PROBLEM TO SOLVE => For this exercise, restate word for word only the lines from the first line of the data to the line containing "The only issue".
*** DATA TO USE ***
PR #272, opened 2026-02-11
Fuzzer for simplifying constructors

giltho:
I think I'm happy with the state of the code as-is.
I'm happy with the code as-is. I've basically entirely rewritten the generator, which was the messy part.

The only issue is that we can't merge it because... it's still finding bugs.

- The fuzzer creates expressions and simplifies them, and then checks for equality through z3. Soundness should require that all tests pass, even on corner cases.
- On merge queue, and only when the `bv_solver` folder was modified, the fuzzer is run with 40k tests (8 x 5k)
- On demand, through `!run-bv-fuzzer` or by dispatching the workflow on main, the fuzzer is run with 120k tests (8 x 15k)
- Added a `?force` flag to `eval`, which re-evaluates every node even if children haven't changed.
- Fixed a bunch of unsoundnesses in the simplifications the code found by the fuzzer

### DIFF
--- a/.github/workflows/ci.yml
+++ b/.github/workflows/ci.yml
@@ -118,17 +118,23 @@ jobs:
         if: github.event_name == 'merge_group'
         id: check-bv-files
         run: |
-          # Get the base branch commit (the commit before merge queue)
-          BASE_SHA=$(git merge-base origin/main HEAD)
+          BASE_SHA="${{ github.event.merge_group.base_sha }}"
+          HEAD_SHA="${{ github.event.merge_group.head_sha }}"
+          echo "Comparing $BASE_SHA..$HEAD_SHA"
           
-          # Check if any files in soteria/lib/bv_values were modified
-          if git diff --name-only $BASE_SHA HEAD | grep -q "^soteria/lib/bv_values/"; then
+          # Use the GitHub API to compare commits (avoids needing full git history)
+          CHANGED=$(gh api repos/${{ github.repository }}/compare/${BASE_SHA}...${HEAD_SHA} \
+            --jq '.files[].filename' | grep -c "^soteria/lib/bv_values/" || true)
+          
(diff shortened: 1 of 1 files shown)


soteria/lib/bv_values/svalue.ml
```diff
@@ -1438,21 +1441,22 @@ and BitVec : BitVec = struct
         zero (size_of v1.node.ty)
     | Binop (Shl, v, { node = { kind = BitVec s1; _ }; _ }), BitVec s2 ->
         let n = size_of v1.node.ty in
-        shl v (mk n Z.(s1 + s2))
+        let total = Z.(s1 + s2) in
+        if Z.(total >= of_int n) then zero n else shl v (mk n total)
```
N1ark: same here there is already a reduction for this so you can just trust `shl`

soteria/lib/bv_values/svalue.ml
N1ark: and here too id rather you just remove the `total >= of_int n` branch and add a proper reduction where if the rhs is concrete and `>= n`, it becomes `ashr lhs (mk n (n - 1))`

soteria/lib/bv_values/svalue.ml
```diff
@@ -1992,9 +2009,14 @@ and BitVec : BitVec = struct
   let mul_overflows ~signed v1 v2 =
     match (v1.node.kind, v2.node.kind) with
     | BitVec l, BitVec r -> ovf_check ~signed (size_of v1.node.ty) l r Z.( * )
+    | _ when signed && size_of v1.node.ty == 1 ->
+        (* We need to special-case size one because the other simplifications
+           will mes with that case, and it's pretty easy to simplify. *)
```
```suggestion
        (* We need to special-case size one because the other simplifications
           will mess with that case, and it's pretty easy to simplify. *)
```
***
ANSWER SECTION =>
PR #272, opened 2026-02-11
Fuzzer for simplifying constructors

giltho:
I think I'm happy with the state of the code as-is.
I'm happy with the code as-is. I've basically entirely rewritten the generator, which was the messy part.

The only issue is that we can't merge it because... it's still finding bugs.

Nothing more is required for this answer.